In den USA katapultierte sich Embryonic auf Platz 8, bei uns wurde es durch den "Musik Express" und den "Rolling Stone" bereits zum Album des Monats gekürt. Es ist zugegebenermaßen nicht ganz unumstritten, und manch ein Fan vermisst vielleicht die Zugänglichkeit eines Songs wie "Do You Realize", aber was es auf der anderen Seite bietet, ist ein 18-Song langer, 70-minütiger Trip in eine Landschaft aus Klang und Emotionen. Bei "Embryonic" waren die FLAMING LIPS nicht ganz allein, denn neben ihren üblichen Helfern auf der Produktionsseite präsentiert Karen O (Yeah Yeah Yeahs) einige Stimm-Akrobatiken, die New Yorker Kultband MGMT stellte sich für einige Background-Vocals zur Verfügung und ein deutscher Mathematiker und Jungphilosoph namens Thorsten Wörmann liefert Inspirationen und Ansagen.

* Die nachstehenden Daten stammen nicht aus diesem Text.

Issue #2479, opened 2017-06-08
Expose more axis label formatting options


nyurik:
Customizing label rotation is not very useful unless it either smartly adjusts the alignment/dx/..., or unless it exposes all the core Vega label placement options.  The later is probably easier.

![image](https://user-images.githubusercontent.com/1641515/26911802-ee2ca424-4bdd-11e7-9709-acf7260168bf.png)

Die FLAMING LIPS gehören zu den wenigen Bands, die sich nicht auf erprobte Formate zurückziehen und sich dann auf Dauer immer gleich anhören. Ganz im Gegenteil ist die Band um Wayne Coyne stets auf der Suche nach dem Neuen und dem Unerforschten. Im Falle von "Embryonic" sah das so aus, dass sich Coyne, Stephen Drozd, Michael Ivins und Kliph Scurlock mit ihrem langjährigen Producer Dave Fridmann und Sound-Engineer Scott Booker ins Studio begaben und ziemlich freie Jam-Sessions abhielten, die dann die Grundlage für einige der Tracks auf Embryonic bildeten. Man kann sich vorstellen (und sehr deutlich hören), welche Energie ein solches Vorgehen freisetzt, und obwohl man mit Vergleichen ja vorsichtig sein muss (vor allem bei den FLAMING LIPS), darf man an dieser Stelle ruhig mal Can zur freien Assoziation in den Raum werfen.

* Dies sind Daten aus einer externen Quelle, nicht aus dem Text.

PR #2510, opened 2017-06-15
Dom/format

domoritz:
Fix https://github.com/vega/vega-lite/issues/1539

### DIFF
--- a/src/compile/axis/parse.ts
+++ b/src/compile/axis/parse.ts
@@ -118,6 +118,8 @@ function getSpecifiedOrDefaultValue(property: keyof VgAxis, specifiedAxis: Axis,
   switch (property) {
     case 'labels':
       return isGridAxis ? false : specifiedAxis[property];
+    case 'labelOverlap':
+      return rules.labelOverlap(fieldDef, specifiedAxis, channel, isGridAxis);  // TODO: scaleType
     case 'domain':
       return rules.domain(property, specifiedAxis, isGridAxis, channel);
     case 'ticks':
--- a/src/compile/axis/parse.ts
+++ b/src/compile/axis/parse.ts
@@ -123,7 +123,7 @@ function getSpecifiedOrDefaultValue(property: keyof VgAxis, specifiedAxis: Axis,
     case 'ticks':
       return rules.ticks(property, specifiedAxis, isGridAxis, channel);
     case 'format':
-      return rules.format(specifiedAxis, channel, fieldDef, model.config);
+      return rules.format(specifiedAxis, fieldDef, model.config);
     case 'grid':
       return rules.grid(model, channel, isGridAxis); // FIXME: refactor this
     case 'gridScale':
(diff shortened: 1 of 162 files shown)


src/compile/common.ts
```diff
@@ -111,24 +110,29 @@ export function formatSignalRef(fieldDef: FieldDef<string>, specifiedFormat: str
...
     }
+
     // TODO: need to make this work correctly for numeric ordinal / nominal type
     return config.numberFormat;
   }
   return undefined;
 }
 
+function formatExpr(field: string, format: string) {
+  return `format(${field}, ${format ? `'${format}'` : null})`;
```
kanitw: So format `''`  is different from `null`?

src/compile/common.ts
```diff
@@ -111,24 +110,29 @@ export function formatSignalRef(fieldDef: FieldDef<string>, specifiedFormat: str
...
+}
+
+export function numberFormatExpr(field: string, specifiedFormat: string, config: Config) {
+  return formatExpr(field, specifiedFormat || config.numberFormat);
```
kanitw: '' || x = x, so this could be wrong?

src/compile/axis/parse.ts
```diff
@@ -120,6 +120,8 @@ function getSpecifiedOrDefaultValue(property: keyof VgAxis, specifiedAxis: Axis,
   switch (property) {
     case 'labels':
       return isGridAxis ? false : specifiedAxis[property];
+    case 'labelOverlap':
+      return rules.labelOverlap(fieldDef, specifiedAxis, channel, isGridAxis);  // TODO: scaleType
```
kanitw: This doesn't read the  specified `labelOverlap`

src/vega.schema.ts
```diff
@@ -335,6 +335,15 @@ export interface VgAxisBase {
   labelAngle?: number;
 
   /**
+   * Automatic overlap removal.
+   *
+   * `true` or `"parity"`: Reduce overlap by attempting to remove every other label, repeating this process until overlap is removed or only two labels remain. If only two labels remain, the first and last label will be shown. This setting is appropriate for linear, sqrt, and pow settings.
+   * `"greedy"`: Reduce overlap by sequentially scanning the labels, removing any items whose bounds overlap the last visible label. This strategy works better than "parity" for log scales, though is not "ideal" in that it does not actually reason about which ticks are the most useful for interpreting a log scale.
+   * __Default value:__ `true` for x-axes, otherwise `false`
```
kanitw: The default condition specified does not perfectly match what you implemented

src/compile/axis/parse.ts
kanitw: Also, you can easily getScaleComponent and read the type here to handle overlapping for discrete and log scales.

src/compile/common.ts
domoritz: idk, but https://github.com/vega/vega-lite/issues/1539#issuecomment-303504194 suggests that we should use null. It's a bit more explicit.

src/compile/common.ts
domoritz: Fixed

src/compile/common.ts
kanitw: ok

src/compile/axis/parse.ts
domoritz: Done

src/compile/common.ts
domoritz: Okay, I revise. I get an error now. So we need to set the format to ''.

domoritz:
I have no idea what's going wrong with the schema. Will look at it tomorrow.

domoritz:
Needs https://github.com/vega/vega-parser/pull/41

"Psychedelic" dürfte ebenfalls ein erlaubtes Wort sein, denn was die LIPS an Soundscapes und Klangräumen schaffen, entführt schnurstracks in eine andere Dimension. Bei allem Experimentieren schaffen es die FLAMING LIPS auf "Embryonic" allerdings, souverän, zielgerichtet und songorientiert zu arbeiten, und wenn "Embryonic" zwar auch durchaus ausschweifende Momente besitzt und etwas weniger griffig als der Vorgänger "At War With The Mystics" daherkommt, ist es nicht weniger eindringlich und besitzt denselben FLAMING LIPS-Charme, den man von eigentlich allen ihren Alben kennt. Man leihe sein Ohr nur mal Songs wie "The Sparrow Looks Up At The Machine", "Aquarius Sabotage", dem unwiderstehlichen "I Can Be A Frog" (Video oben), auf dem Karen O. einige charmante Tiergeräusche von sich gibt, und dem überwältigenden Silver Trembling Hands. Man muss es halt ein wenig wirken lassen, dann stellt sich heraus, dass Embryonic ein episches und großes Werk ist. Vielleicht das epischste seit dem 4-CD-Experiment Zaireeka.

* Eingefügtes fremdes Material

PR #2508, opened 2017-06-15
Define axis/legend.encoding for using Vega's axis/legend.encode

kanitw:
Part of #1874 

~~This doesn't work yet as the json schema generator doesn't support [Mapped Types](https://www.typescriptlang.org/docs/handbook/release-notes/typescript-2-1.html) for the following lines yet:~~

```
+export type AxisEncoding = {
+  [k in keyof VgAxisEncode]?: GuideEncodingEntry;
+};
```

PR #2512, opened 2017-06-15
Upgrade schema gen

domoritz:
@kanitw Can you generate the yarn.lock file for me?


kanitw:
Fixed.  I also ensured we run yarn based on the old lock file.

domoritz:
I just pushed another update. We now support mapped types for https://github.com/vega/vega-lite/pull/2508

PR #2783, opened 2017-08-05
Example have changed on my machine too

kanitw:
This is weird, but let's take a look if the changes are all sensible.


kanitw:
@arvind @domoritz  -- I randomly look at the SVG diff and it seems like the SVG diff has improved.

For example, https://github.com/vega/vega-lite/pull/2783/files?short_path=41d56d1#diff-41d56d1fabeb9244e166d8b9e856b7ae is looking better.

However, it is still unclear to me why Travis is producing a different result.  (Maybe it still gets a different version from us.)

kanitw:
Also https://github.com/vega/vega-lite/pull/2783/files?short_path=1b5b2e4#diff-1b5b2e4c513d408ed5d64c5910cb05f2 is showing more labels like we expect

PR #2586, opened 2017-06-27
Consolidate parseLegend method 

kanitw:
This supposes to make the code shorter and more consistent but somehow leads to a mysterious error relaed to file importing

```
      ^
TypeError: Object prototype may only be an Object or null: undefined
    at setPrototypeOf (native)
    at Object.__extends (/Users/kanitw/Documents/_code/_idl/_visrec/vega-lite/node_modules/tslib/tslib.js:53:9)
    at /Users/kanitw/Documents/_code/_idl/_visrec/vega-lite/build/src/compile/layer.js:1:11626
    at Object.<anonymous> (/Users/kanitw/Documents/_code/_idl/_visrec/vega-lite/src/compile/layer.ts:6:72)
    at Module._compile (module.js:570:32)
    at Module.replacementCompile (/Users/kanitw/Documents/_code/_idl/_visrec/vega-lite/node_modules/nyc/node_modules/append-transform/index.js:58:13)
    at module.exports (/Users/kanitw/Documents/_code/_idl/_visrec/vega-lite/node_modules/nyc/node_modules/default-require-extensions/js.js:8:9)
    at Object.<anonymous> (/Users/kanitw/Documents/_code/_idl/_visrec/vega-lite/node_modules/nyc/node_modules/append-transform/index.js:62:4)
    at Module.load (module.js:487:32)
    at tryModuleLoad (module.js:446:12)
    at Function.Module._load (module.js:438:3)
    at Module.require (module.js:497:17)
...
```

PR #2785, opened 2017-08-05
Make BaseConcat to reduce redundant code + Fix Circular Dependencies

kanitw:
Note: We use type guards instead of `instanceof` as `instanceof` makes
  different parts of the compiler depend on the actual implementation of
  the model classes, which in turn depend on different parts of the compiler.
  Thus, `instanceof` leads to circular dependency problems.

  On the other hand, type guards only make different parts of the compiler
  depend on the type of the model classes, but not the actual implementation.


kanitw:
Removing `instanceof` also solve previous mysterious problem I have in https://github.com/vega/vega-lite/pull/2586

PR #2787, opened 2017-08-06
Update to rc6

kanitw:


yarn.lock
```diff
@@ -4885,6 +4984,33 @@ vega@^3.0.0-beta.31, vega@^3.0.0-rc5:
     vega-wordcloud "1"
     yargs "4"
 
+vega@^3.0.0-rc6:
```
kanitw: @domoritz  It's weird that yarn adds a new entry of Vega here but still leaves the old rc5 above!

domoritz: I think that is because veag-lite is a dep and by transitivity vega rc5.

kanitw:
I looked through all the SVG diff and they all look reasonable too.  So we should merge once we get Travis to work. 

However, Travis is still failing

(1) b17317d doesn't update selection test

(2) Travis seems to still get older version of Vega to compile SVGs.  (The diff is still outdated.)  And Travis UI seems to be dumb and does not know that its job has terminated when the log overflow due to SVG diff.

> "The log length has exceeded the limit of 4 MB (this usually means that the test suite is raising the same exception over and over)."

kanitw:
Pushed unit test fix -- let's see how it goes.

PR #2789, opened 2017-08-06
Multi-line Highlight Example

amitkaps:
Added an example of Multi Line Highlight using nearest selection.


domoritz:
Fantastic. Thank you!

Issue #2788, opened 2017-08-06
How to customise initial configuration for single selection?


amitkaps:
I created a mulit-line chart which highlights the nearest line, by changing the size of the line. See block here - https://bl.ocks.org/amitkaps/fe4238e716db53930b2f1a70d3401701

The chart works fine once the mouse moves and is over the chart view. However, when the chart first loads, the selection is treated as entire dataset and all the lines are highlighted. Is it possible to customise the behaviour, such that when the mouse is out of the view - 'mouseout', then the selection is treated as none?

I tried playing with event stream, to modify this like below, but this does not seem to work.
```
"on" : "`mouseover, !mouseout`"
```

Any suggestions on how to make this happen? And a broader question, on what the default behaviour of `mouseover` selection should be, when the mouse is not on the view?

domoritz:
Is this related to https://github.com/vega/vega-lite/issues/2696?

amitkaps:
Yes. Apologies, I had not seen that discussion thread, which addresses the design decision around `empty` vs `full` selection at the start. I had seen the documentation and the ability to use `and`, `or` and `not` for multiple selections, but it was not immediately apparent how to use it for single selection.

In case of single selection, the main example of [conditional encoding using selection](https://vega.github.io/vega-lite/docs/selection.html#conditional-encodings), should then be changed by using the `not` selection and reversing the values. It is not as intuitive (for a starter example), but makes more logical sense for this paintbrush highlight example and for single selections in general. 

```js
      "condition": {
        "selection": {"not": "paintbrush"},
        "value": 50
      },
      "value": 300
```
This principle simplifies the code for the multi-line highlight too. I have updated the same. Thanks @domoritz

amitkaps:
If you are ok with this logic, then I have sent a pull request to modify this example - https://github.com/vega/vega-lite/pull/2804

kanitw:
@domoritz  is this issue resolved?

domoritz:
@arvind is https://github.com/vega/vega-lite/pull/2804#issuecomment-321374998 addressed so that we can close this issue?

domoritz:
related: https://github.com/vega/vega-lite/issues/2321

pelotom:
Any update on how to do this without the `not` operator?

kanitw:
Looks like the example here https://vega.github.io/vega-lite/docs/selection.html#conditional-encodings already flipped the conditional logic and removed not?

pelotom:
[...]

PR #2804, opened 2017-08-08
Updated Selection Not and Paintbrush Simple example

amitkaps:
- Changed `selection.md` to explain the use of `not` operator for size encoding.
- Updated the paintbrush-simple example.

### DIFF
--- a/examples/specs/paintbrush_simple.vl.json
+++ b/examples/specs/paintbrush_simple.vl.json
@@ -10,9 +10,10 @@
     "y": {"field": "Miles_per_Gallon", "type": "quantitative"},
     "size": {
       "condition": {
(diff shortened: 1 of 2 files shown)


arvind:
Thank you for the PR, @amitkaps. I'll soon have updates to the documentation to explain the initial state of selections to address your confusion in #2788, and tweak the paintbrush examples accordingly. I'd rather not use `not` in these examples as we do not introduce it as a valid operator until later in the documentation.

amitkaps:
Understood. It makes sense to keep the starter example simple and without 'not' operator.

_Sent from my OnePlus ONEPLUS A3003 using [FastHub](https://play.google.com/store/apps/details?id=com.fastaccess.github)_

Seit 1986 verewigt Wayne Coyne seine musikalischen Visionen mit den FLAMING LIPS auf Tonträger. Mit "She Don’t Use Jelly" hatten sie im Jahr 1993 einen Billboard-Top-10-Hit (und UK No.-1 Hit im Jahr drauf). 2006 veröffentlichten sie ihr 12. Album "At War With The Mystics". Für das Instrumental "Approaching Pavonis Mons By Balloon" (Utopia Planitia) vom Album "Yoshimi Battles The Pink Robots" wurden die FLAMING LIPS 2003 mit ihrem ersten Grammy ausgezeichnet, bei den Grammy-Verleihungen 2006 kamen für At War With The Mystics dann noch zwei dazu.